Multidisciplinary Project

By Deena Santoro '18
Students standing around YC go-cart
Left to Right: Senior Alex Smith answers questions from juniors, Jason Bady and Thomas Cudney.

This year, 10 dedicated Engineering seniors worked on a multidisciplinary group project to build a fully functioning hobbyist electric car.

“Engineering is a series of failures that leads to success,” said Don Hake, a professor in the Engineering and Computer Science Department, who was faculty advisor for the 2018 electric car capstone project. Hake encourages students to learn from real-world, hands-on experience, and shares his 30 years of project management and development in the fields of engineering and computer science.

“This is the wave of the future,” Hake stated. “It’s current. It introduces a very large multidisciplinary project. Its main focus is not Mechanical Engineering, it’s not Electrical Engineering, it’s not Computer Engineering, it’s not Software Engineering. It is all of that together.”

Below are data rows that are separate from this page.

PR #5677, opened 2024-04-01
SATLO-5705 fix copyFromResponse on additions

netama:
1. Fix a bug in the new `overrideInstanceTypeForDeploy` that caused service id fields to not be marked correctly on additions if they did not exist on the instance
2. improve the `copyFromResponse` logic - separate the service id copy from custom transformations in order to avoid confusing / misaligned cases, and change the default behavior when copying service ids to use the request's `nestUnderField` as its `root`

---
_Release Notes_: 
None (not used yet)

---
_User Notifications_: 
None

### DIFF
--- a/packages/adapter-components/src/deployment/definition_helpers.ts
+++ b/packages/adapter-components/src/deployment/definition_helpers.ts
@@ -83,9 +83,6 @@ export const createStandardItemDeployDefinition = <AdditionalAction extends stri
             nestUnderField,
           },
         },
-        copyFromResponse: {
-          root: nestUnderField,
-        },
       },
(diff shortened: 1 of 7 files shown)


packages/adapter-components/src/deployment/definition_helpers.ts
```diff
@@ -83,9 +83,6 @@ export const createStandardItemDeployDefinition = <AdditionalAction extends stri
             nestUnderField,
           },
         },
-        copyFromResponse: {
-          root: nestUnderField,
-        },
```
edenhassid, line 88: why do you delete this and not put it under additional?

edenhassid (approved):
LGTM! 🔥 😎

Building a car is an intricate and skilled art that requires teamwork to deliver results. As head of the software sub-team, Alex Smith ’18 (Brookfield, CT) worked with all team members to design, create, and configure schematic diagrams into physical circuit boards, as well as the software necessary to communicate with and control the systems that other sub-teams had designed and built for the car.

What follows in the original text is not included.